2. Deploy your environment. Depending on your options, you might need to add more parameters to the deployment command.

   • If you had specified the offline_pkg_copy_path parameter in the config.yaml file. In the deployment command, add the -e ANSIBLE_REMOTE_TEMP=<offline_pkg_copy_path> option, where <offline_pkg_copy_path> is the value of the offline_pkg_copy_path parameter that you set in the config.yaml file.
   • By default, the command to deploy your environment is set to deploy 15 nodes at a time. If your cluster has more than 15 nodes, the deployment might take a longer time to finish. If you want to speed up the deployment, you can specify a higher number of nodes to be deployed at a time. Use the argument -f <number of nodes to deploy> with the command.

   To deploy your environment:

   • For Linux® x86_64, run the following command:

      sudo docker run --net=host -t -e LICENSE=accept -v "$(pwd)":/installer/cluster ibmcom/icp-inception-amd64:3.1.0-ee install
     

   • For Linux® on Power® (ppc64le), run the following command:

      sudo docker run --net=host -t -e LICENSE=accept -v "$(pwd)":/installer/cluster ibmcom/icp-inception-ppc64le:3.1.0-ee install
     

   Note: If you encounter errors during deployment, rerun the deployment command with -v to collect other error messages. If you continue to receive errors during the rerun, run the following command to collect the log files:

   • For Linux® x86_64, run the following command:

      sudo docker run --net=host -t -e LICENSE=accept -v "$(pwd)":/installer/cluster ibmcom/icp-inception-amd64:3.1.0-ee healthcheck
     

   • For Linux® on Power® (ppc64le), run the following command:

      sudo docker run --net=host -t -e LICENSE=accept -v "$(pwd)":/installer/cluster ibmcom/icp-inception-ppc64le:3.1.0-ee healthcheck
     

     The log files are located in the cluster/logs directory.

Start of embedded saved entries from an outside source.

PR #35474, opened 2020-04-14
Replace conditional data dump by a triage function in choosetests.jl

o314:
*Following #35209 (fork unavailable from now)*

This patch implements the comment at https://github.com/JuliaLang/julia/pull/35209#discussion_r407955751


test/choosetests.jl
```diff
@@ -82,59 +82,27 @@ function choosetests(choices = [])
...
-
-    stringtests = ["strings/basic", "strings/search", "strings/util",
-                   "strings/io", "strings/types"]
-    if "strings" in skip_tests
-        filter!(x -> (x != "strings" && !(x in stringtests)), tests)
-    elseif "strings" in tests
-        # specifically selected case
-        filter!(x -> x != "strings", tests)
-        prepend!(tests, stringtests)
+    function patchlib!(tests, name, files=[name])
```
StefanKarpinski, line 85: Calling this `patchlib!` is a little weird. That makes me think of patchelf and other such library patching utils.

o314: 1. probably not the best name one can choose. first choice was the last one o:

2. functional prg @ code leads to delta-oriented programming @ data. 
    diff, patch etc can spread and disseminate. that's great!

3. no problem at all to change this name. 
    i will try to get inspiration for that. hum, hum.

o314:
a few couple of work outdoor and i will go back to fix that.

test/choosetests.jl
rfourquet: The new name `filtertests!` is indeed more descriptive!

rfourquet:
Thanks!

Verify the status of your installation

If the installation succeeded, the access information for your cluster is displayed.

The URL can be either https://<ip_address>:8443 or https://master_ip:8443, where master_ip is the IP address of the master node for your cluster.

If you specified a cluster_lb_address value in your config.yaml file, the <ip_address> is the cluster_lb_address address. If you did not specify that value, in HA clusters, the <ip_address> in this message is the cluster_vip address that you specified, and in standard clusters, it is the IP address of the master node.

Note: If you created your cluster within a private network, use the public IP address of the master node to access the cluster.

Access your cluster

Access your cluster. From a web browser, browse to the URL for your cluster. For a list of supported browsers, see Supported browsers.

• For more information about accessing your cluster by using the IBM Cloud Private management console from a web browser, see Accessing your IBM Cloud Private cluster by using the management console.

• For more information about accessing your cluster by using the Kubernetes command line (kubectl), see Accessing your IBM Cloud Private cluster by using the kubectl CLI.

  Note: If you’re unable to log in immediately after the installation completes, it might be because the management services are not ready. Wait for a few minutes and try again.

  Note: You might see a 502 Bad Gateway message when you open a page in the management console shortly after installation. If you do, the NGINX service has not started all components. The pages load after all components start.

Postinstallation tasks

1. Restart your firewall.
2. Ensure that all the IBM Cloud Private default ports are open. For more information about the default IBM Cloud Private ports, see Default ports.
3. Back up the boot node. Copy your /<installation_directory>/cluster directory to a secure location. If you use SSH keys to secure your cluster, ensure that the SSH keys in the backup directory remain in sync.
4. Install other software from your bundle. See Installing bundled products.